• Information:
PR #32580, opened 2022-09-08
new package: FPLO

glennpj:


glennpj:
@spackbot run pipeline

var/spack/repos/builtin/packages/fplo/package.py
```diff
@@ -0,0 +1,144 @@
...
+
+    maintainers = ["glennpj"]
+
+    version("22.00-62", sha256="0d1d4e9c1e8e41900901e26c3cd08ee39dcfdeb3f2c4c8862055eaf704b6d69e")
+
+    patch("lapackconfig.patch")
+    patch("MMakefile.patch")
+    patch("ncurses.patch")
+    patch("qt-make.patch")
+    patch("fedit_py.patch")
```
alalazo: Can you add a brief comment above each `patch` directive to briefly state provenance, aim of the patch etc. ?

var/spack/repos/builtin/packages/fplo/package.py
```diff
@@ -0,0 +1,144 @@
...
+                mmakefile(*mmakefile_args)
+
+            # build main
+            make()
+            make("install")
+
+            # build XFBP
+            with working_dir(join_path("XFBP_rel", "XFBP")):
+                make()
+                make("install")
```
alalazo, line 122: Would it work to divide `build` and `install` and only pass `install` targets with `-C`?

alalazo (changes requested):

var/spack/repos/builtin/packages/fplo/package.py
glennpj: @alalazo Do you mean, as opposed to setting `with working_dir()` multiple times?

glennpj: The native build system for this is not setup to recurse into the various directories, and there is no top level `install` target. It essentially installs the components into the top level (source) directory. I then use Spack to move the desired components into `prefix` to separate it from the source tree.

alalazo: Ok, thanks for clarifying that.

var/spack/repos/builtin/packages/fplo/package.py
glennpj: Sure, I just made a commit for this.

alalazo (approved):

PR #32581, opened 2022-09-08
packages/phist: new version 1.10

jthies:


var/spack/repos/builtin/packages/phist/package.py
```diff
@@ -181,6 +185,11 @@ class Phist(CMakePackage):
     # The test_install compiles the examples and needs pkgconfig for it
     depends_on("pkgconfig", type="test")
 
+    # in 1.10 we removed some use of deprecated Trilinos interfaces
+    # (some functions in tpetra were renamed)
+    conflicts("^trilinos@13.4:", when="@:1.9")
+    conflicts("^trilinos@:13.4", when="@1.10:")
```
glennpj: I do not think the `conflicts` directives are correct here. The above is saying that `trilinos@13.4.x` does not work with any version of `phist`.

glennpj (changes requested):

tldahlgren (approved):
Confirmed sha256.

glennpj (approved):

PR #32887, opened 2022-09-28
Update `url` field in Trilinos recipe

kuberry:
Recipe had format:

```
https://github.com/trilinos/Trilinos/archive/trilinos-release-12-12-1.tar.gz
```

which at times (github redirect outage?) was inaccessible for versions 13+, whereas 

```
https://github.com/trilinos/Trilinos/archive/refs/tags/trilinos-release-12-12-1.tar.gz
```

continues to work when redirects are not functioning.


tldahlgren (approved):
Confirmed all existing sha256 have stayed the same.  FWIW. the sha256 for `12.18.1` is:

```
    version("12.18.1", sha256="7d2e1a1a3e2d2ce78bb248c63411fed5007c827b87cadee3d13c1a45c09a89cf")
```

PR #32890, opened 2022-09-29
libcroco does not respect gtk-doc configure flag, so removing variant

lee218llnl:
The libcroco configure script was not respecting --enable-gtk-doc=no and thus depends on gtk-doc regardless of that flag. Until this is fixed upsream, it seems like the +doc variant is the only option and thus, this PR removes the variant and depends on gtk-doc without condition.

### DIFF
--- a/var/spack/repos/builtin/packages/libcroco/package.py
+++ b/var/spack/repos/builtin/packages/libcroco/package.py
@@ -15,9 +15,11 @@ class Libcroco(AutotoolsPackage):
     version("0.6.13", sha256="767ec234ae7aa684695b3a735548224888132e063f92db585759b422570621d4")
     version("0.6.12", sha256="ddc4b5546c9fb4280a5017e2707fbd4839034ed1aba5b7d4372212f34f84f860")
 
-    # libcroco has a --enable-gtk-doc configure flag that appears to be ignored     # as of version 0.6.13. Until that flag is honored, the +doc variant is a
-    # no-op
-    #variant("doc", default=False, description="Build documentation with gtk-doc")
+    # libcroco has a --enable-gtk-doc configure flag that appears to be
+    # ignored as of version 0.6.13. Until that flag is honored, the +doc
+    # variant is a no-op
+    # variant("doc", default=False,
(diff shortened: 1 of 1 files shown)


lee218llnl:
@spackbot run pipeline

var/spack/repos/builtin/packages/libcroco/package.py
```diff
@@ -15,16 +15,18 @@ class Libcroco(AutotoolsPackage):
     version("0.6.13", sha256="767ec234ae7aa684695b3a735548224888132e063f92db585759b422570621d4")
     version("0.6.12", sha256="ddc4b5546c9fb4280a5017e2707fbd4839034ed1aba5b7d4372212f34f84f860")
 
-    variant("doc", default=False, description="Build documentation with gtk-doc")
+    # libcroco has a --enable-gtk-doc configure flag that appears to be
+    # ignored as of version 0.6.13. Until that flag is honored, the +doc
+    # variant is a no-op
+    # variant("doc", default=False,
```
tldahlgren, line 21: Is it worth making this a conditional variant that only applies to prior versions?

https://spack.readthedocs.io/en/latest/packaging_guide.html#conditional-variants

lee218llnl: I think it applies t all variants at this point. I tried to contact the libcroco developers to fix this, but they haven't responded. From what I can see in their public repo, this still isn't fixed. Perhaps if/when it is fixed, then we can make it a conditional variant on spack.

lee218llnl: @tldahlgren do you still think we should make this a conditional variant?

tldahlgren: No.

tldahlgren (approved):
LGTM

var/spack/repos/builtin/packages/libcroco/package.py
tldahlgren: Thanks for the "ping".

PR #32897, opened 2022-09-29
claw: enable building with oneapi and nag+gcc@10:

skosukhin:
1. Enable building with `%oneapi` (I am not aware of the version that would not need the `-fcommon` flag).
2. Enable building with `%nag` that is mixed with `gcc@10:`. To support this case, we have to detect the real version of `gcc`, which is implemented in `_get_real_compiler_spec`.


tldahlgren (approved):
LGTM

PR #25015, opened 2021-07-21
LAMMPS: Add version 20210702

RemiLacroix-IDRIS:
A lot of packages were renamed (https://github.com/lammps/lammps/issues/2525) so I tried to deal with that properly.

I still needed to duplicate a lot of `conflicts` and `depends_on` so it's far from perfect.

Also the `user-omp` package was renamed to `openmp` which is very unfortunate since the new name matches the name of an existing Spack variant used for something else. This means that this PR is currently broken and I'm not sure how to deal with this.

I could handle this manually (as I had to do for the `meam` package which existed in the past) but that means having a variant name that doesn't match the corresponding LAMMPS package name which would be an exception. I don't see any other solution though...

Any feedback would be appreciated.

PR #32898, opened 2022-09-29
[lammps] Add +intel and +user-intel options

stephenmsachs:
Going ahead adding this option individually since
https://github.com/spack/spack/pull/25015 needs some more time.


tldahlgren (approved):
LGTM

PR #32899, opened 2022-09-29
added a PoC for limiting reuse of specs (by target)

flxmr:
So, this does, what I want in https://github.com/spack/spack/issues/32888. 

essentially if I do `spack spec --limit-target-reuse=x86_64,zen2  tar %gcc@12.2.0 target=zen2` the resulting spec will only try to reuse two architectures, when concretizing. This enables me to build different "stacks" in a clean way within one spack installation

It has some problems however:

1) I can't overwrite all scopes (=settings from the config-files) from the commandline (how would I do that)
2) I probably should extract the targets of the specs I want to build to add to the list of valid targets? 
3) this logic applies at least to compiler too and it's handled there already, how do you do this there?
4) is there any other place where this should better be/what does it need to integrate (except for tests)?

### DIFF
--- a/etc/spack/defaults/concretizer.yaml
+++ b/etc/spack/defaults/concretizer.yaml
@@ -16,6 +16,8 @@ concretizer:
   # concretization. If `dependencies`, we'll only reuse dependencies but
   # give you a fresh concretization for your root specs.
   reuse: dependencies
+  reuse: true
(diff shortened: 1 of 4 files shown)


alalazo:
Implemented more generically in Spack v0.22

• What to do: Report every line in the listing that holds the word "concretization".

• Problem solution:
   # concretization. If `dependencies`, we'll only reuse dependencies but
   # give you a fresh concretization for your root specs.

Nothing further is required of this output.